Questo cammino in punta di morte tocca a tutti, anche ai neonati. Gli abitanti di Modica credono, però, che questo viaggio si possa anticipare in vita, con un pellegrinaggio alla chiesetta di San Giacomo, che si trova ad un chilometro dall'abitato ed è difficilmente avvicinabile: per raggiungerla bisogna infatti attraversare una via asprissima, tutta ciottoli, che rasenta un torrente asciutto. Sono soprattutto le donne a praticare questo rituale, che si articola in diversi momenti. Innanzitutto, la donna che desidera compiere questo viaggio, deve preparare, all'ora del vespro, dei maccheroni con un uovo e una manciata di farina.

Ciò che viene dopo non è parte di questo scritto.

PR #1597, opened 2017-04-13
RD-0242M2 global engine config updates

PhineasFreak:
**Change log:**

* Add a default engine part category.
* Add some default parameters for the engine module.
* Add the diameter to the part description.
* Fix the wrong EngineType field.
* Remove any gimbal modules.


raidernick:
@PhineasFreak is this PR and your other 2 open pr's done being added to? I checked these configs and they all look good. I would like to see them merged.
@SirKeplan objections?

PhineasFreak:
The engine config stuff are just bug fixes so they are OK to be merged. I did not get any feedback on the GroundOps PR though so i do not know if something is misconfigured.

Nothing that a later PR cannot fix, since i will be pushing an update for the ProbesPlus parts. Anything that pops up will also be fixed.

raidernick:
I'm merging this then

PR #1602, opened 2017-04-21
J58 plume update by JeeF (potentially trimmable config curves untouched)

gazpachian:
Suggested changes to the RealPlume config for the J58, adding shock cone visuals (and file size to boot). I suspect many config curve values could be pruned to keep the patch size down/in line with other RP configs, but the particle count is reasonable at the very least.

### DIFF
--- a/GameData/RealismOverhaul/RealPlume_Configs/Squad/turboFanEngine.cfg
+++ b/GameData/RealismOverhaul/RealPlume_Configs/Squad/turboFanEngine.cfg
@@ -3,18 +3,337 @@
 	@MODULE[ModuleEngines*]
 	{
 		!runningEffectName = DELETE
-		%powerEffectName = Turbojet
+		%powerEffectName = Hydrolox-Lower
 		%spoolEffectName = Turbojet-Spool
 	}
-    PLUME
+  PLUME
+  {
+      name = Hydrolox-Lower
+      transformName = thrustTransform
+      localRotation = 0,0,0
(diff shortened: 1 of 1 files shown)


PhineasFreak:
Would be possible to split this into two parts, the part patch and a plume config? I imagine that more users would like to have the plume config available to them for other parts and not only for the specific one.

stratochief66:
@PhineasFreak 
This looks like it only changes the plume, to me at least. 
It does poke " @MODULE[ModuleEngines*] ", but only in a way that affects the plume, and I think that occurs in other plume configs as well.

@gazpachian I just haven't had a chance to test this yet, it looks good otherwise.

PhineasFreak:
@stratochief66 I saw the structure of the config and it was the same as the "generic" ones shipped with RealPlume.

It just seems "off" for me to have a very custom plume config for a very specific part. What if someone likes this plume and wants to use it for another jet engine part or another J58 is ROfied by a new mod?

stratochief66:
@PhineasFreak if you can get the same (or a very similar) effect with a simpler config, all the power to you.

I look at a PR and ask "Does this work like the author intended?" and "Is this an improvement over what existed before?"

Once I've tested this, it will hopefully check off Yes and Yes. If I could think of a clever way to get the same effect with less code, I'd test and suggest it.

stratochief66:
Looks good to me. I used two as a jet powered for stage for a Vanguard, just 'cause.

Nel frattempo, recita il rosario. Quindi, cuoce la pasta preparata e, dopo essersi posta una mantellina intorno agli occhi, la mangia. Poi va a letto, ma non può addormentarsi. Al rintocco della mezzanotte si alza e, dopo essersi avvolta in un lenzuolo lavato la mattina, si incammina. Non da sola, perché il suo viaggio sarebbe inefficace, ma con una comare che conosce da tre, da sei o da nove anni. Le due donne si incamminano

silenziose. Durante il percorso non possono parlare, non possono voltarsi indietro e, una volta arrivate, bussano tre volte alla porta chiusa della chiesetta, prima con le mani, poi coi piedi e infine con la testa. Quindi si inginocchiano davanti alla porta d'ingresso, recitano nove paternostri, nove avemarie, nove gloria in onore del Santo, una salve regina alla Vergine Addolorata. A questo punto possono fare ritorno a casa, sgranocchiando il rosario. Sicure che, per loro, il viaggio "ultimo" sarà meno gravoso. E più agevolmente arriveranno alla meta.